> _Task instructions_
Across the entries that follow, count the lines with the string "just" and reply with that count alone.

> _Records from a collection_
PR #767, opened 2022-06-28
[DEPRECATED] [Proposal] API for control and get informations

mesmerx:
its just a proposal for a internal API for yt-music

tomorrow i'll write better the approach and the details for this idea

(its just the basic of basic and just a  draw of the ideia, fell free to comment and discuss)


JellyBrick:
#1909

PR #1065, opened 2023-03-12
[crossfade] add menu options

### LINKED ISSUE #1046: [Feedback]: Crossfade too abrupt
The crossfade plugin is nice, but it sometimes sounds to abrupt. The volume quickly drops, which makes it seem as if the song has suddenly stopped. Making it more gradual would be nice. Sounds great otherwise!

> _Exercise solution_
2